The Annals of Eugenics was founded in 1925 by Karl Pearson and continued until 1954, when it was renamed the Annals of Human Genetics. This period spans:

The height of the eugenics movement (1920s-1930s)
World War II and the Holocaust (1939-1945)
Post-war reckoning with eugenics (late 1940s-1950s)

The name change in 1954 reflects the field’s shift away from eugenics toward human genetics as a legitimate scientific discipline.

5.2 Research Implications

This analysis reveals that while the journal bore the name “Eugenics,” much of the published research focused on statistical genetics, inheritance patterns, and quantitative methods. The prominence of terms like “correlation,” “inheritance,” and “blood groups” suggests a focus on empirical research rather than purely ideological work.

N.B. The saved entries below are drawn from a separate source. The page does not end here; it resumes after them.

PR #886, opened 2026-02-12
Add request_tip_presence() for hardware-based error recovery

rickwierenga:
## Summary
- Adds `request_tip_presence() -> List[Optional[bool]]` to `LiquidHandlerBackend` for querying hardware tip sensors
- Implements it across all backends: STAR, Vantage, Nimbus (hardware query), chatterbox backends (tip tracker), and serializing backend
- Uses it in `LiquidHandler.pick_up_tips` and `drop_tips` error handling to determine per-channel success from hardware ground truth, falling back to `ChannelizedError` info when not available
- Catches `BaseException` (including `KeyboardInterrupt`) to ensure state tracking stays accurate

## Test plan
- [x] All 52 existing liquid handler tests pass
- [ ] Test with STAR hardware: verify `request_tip_presence` returns correct values after partial pick_up_tips failure
- [ ] Test with Vantage hardware: verify `query_tip_presence` wrapper works
- [ ] Test KeyboardInterrupt during pick_up_tips correctly queries tip presence and updates state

However, it’s important to note that:

The journal’s institutional context was explicitly eugenic
Even “objective” statistical research was often framed within eugenic ideology
The research published here was sometimes used to support discriminatory policies

5.3 Limitations

Data Collection:

Web scraping may have missed some articles if they were formatted differently
The analysis only includes article metadata, not full text
Some author names may have been incorrectly normalized despite extensive cleaning

Analytical Scope:

This analysis focuses on publication patterns, not content or impact
Word frequency analysis of titles provides limited insight into actual research content
No assessment of citation patterns or influence

Historical Interpretation:

Quantitative analysis alone cannot capture the social and political context
The presence of certain authors or topics doesn’t indicate endorsement or criticism

6 Conclusion

This project demonstrates how data science methods can illuminate patterns in historical scientific publishing. By scraping, cleaning, and analyzing metadata from the Annals of Eugenics, we gain insight into:

Publication trends during a controversial period in scientific history
Key contributors to the journal and their relative prominence
Research focus areas as reflected in article titles

This analysis forms part of a larger investigation into the history of eugenics in academia and provides a foundation for deeper historical research into this complex period.

6.1 Future Directions

Full-text analysis of articles to better understand research content
Network analysis of co-authorship patterns
Comparison with other genetics/statistics journals of the same era
Integration with historical records from institutions that published in this journal

6.2 Repository

All code and data for this project are available at:
github.com/ashleymikali/eugenics-journal-graphs

This project was completed as part of ongoing research into the history of eugenics at The College of Idaho and in Idaho more broadly.